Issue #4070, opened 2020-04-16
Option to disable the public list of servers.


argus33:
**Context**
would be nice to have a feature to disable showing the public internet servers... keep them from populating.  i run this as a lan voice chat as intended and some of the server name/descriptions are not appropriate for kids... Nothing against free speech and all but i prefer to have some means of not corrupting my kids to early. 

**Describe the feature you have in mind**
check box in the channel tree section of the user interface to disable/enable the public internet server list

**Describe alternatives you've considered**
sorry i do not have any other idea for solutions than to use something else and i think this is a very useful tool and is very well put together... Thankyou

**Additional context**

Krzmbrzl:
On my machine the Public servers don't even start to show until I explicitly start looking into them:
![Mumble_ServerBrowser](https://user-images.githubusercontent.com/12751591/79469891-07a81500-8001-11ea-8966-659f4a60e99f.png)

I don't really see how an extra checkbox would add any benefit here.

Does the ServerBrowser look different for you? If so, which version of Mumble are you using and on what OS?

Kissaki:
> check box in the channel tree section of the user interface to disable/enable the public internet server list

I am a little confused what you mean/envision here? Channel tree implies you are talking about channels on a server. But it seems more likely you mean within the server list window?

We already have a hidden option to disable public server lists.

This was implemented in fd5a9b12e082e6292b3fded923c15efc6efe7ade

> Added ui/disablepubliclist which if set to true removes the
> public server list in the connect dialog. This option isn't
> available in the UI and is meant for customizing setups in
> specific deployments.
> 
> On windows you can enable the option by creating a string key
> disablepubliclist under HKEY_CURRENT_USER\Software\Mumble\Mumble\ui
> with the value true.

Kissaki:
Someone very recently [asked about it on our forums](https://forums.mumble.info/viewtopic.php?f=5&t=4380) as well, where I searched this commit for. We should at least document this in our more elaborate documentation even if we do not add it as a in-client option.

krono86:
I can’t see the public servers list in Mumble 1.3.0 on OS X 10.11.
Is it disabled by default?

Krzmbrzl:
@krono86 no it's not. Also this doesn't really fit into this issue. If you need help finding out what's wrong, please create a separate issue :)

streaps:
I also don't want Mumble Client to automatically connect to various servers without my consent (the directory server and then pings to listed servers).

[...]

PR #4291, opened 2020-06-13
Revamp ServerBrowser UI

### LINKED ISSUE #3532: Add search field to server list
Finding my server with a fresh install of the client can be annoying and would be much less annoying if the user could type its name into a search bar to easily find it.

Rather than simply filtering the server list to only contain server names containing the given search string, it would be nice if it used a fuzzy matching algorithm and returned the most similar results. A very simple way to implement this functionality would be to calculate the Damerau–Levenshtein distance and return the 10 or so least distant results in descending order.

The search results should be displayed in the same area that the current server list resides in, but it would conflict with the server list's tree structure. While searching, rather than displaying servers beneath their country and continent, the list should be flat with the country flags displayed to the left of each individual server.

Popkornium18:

◆ Problem statement
Among the records above, a stretch begins at the line containing "alternatives you've considered**" and ends at the line containing "On my machine". Restate that stretch word for word, and nothing else.

◆ Response to the task
**Describe alternatives you've considered**
sorry i do not have any other idea for solutions than to use something else and i think this is a very useful tool and is very well put together... Thankyou

**Additional context**

Krzmbrzl:
On my machine the Public servers don't even start to show until I explicitly start looking into them:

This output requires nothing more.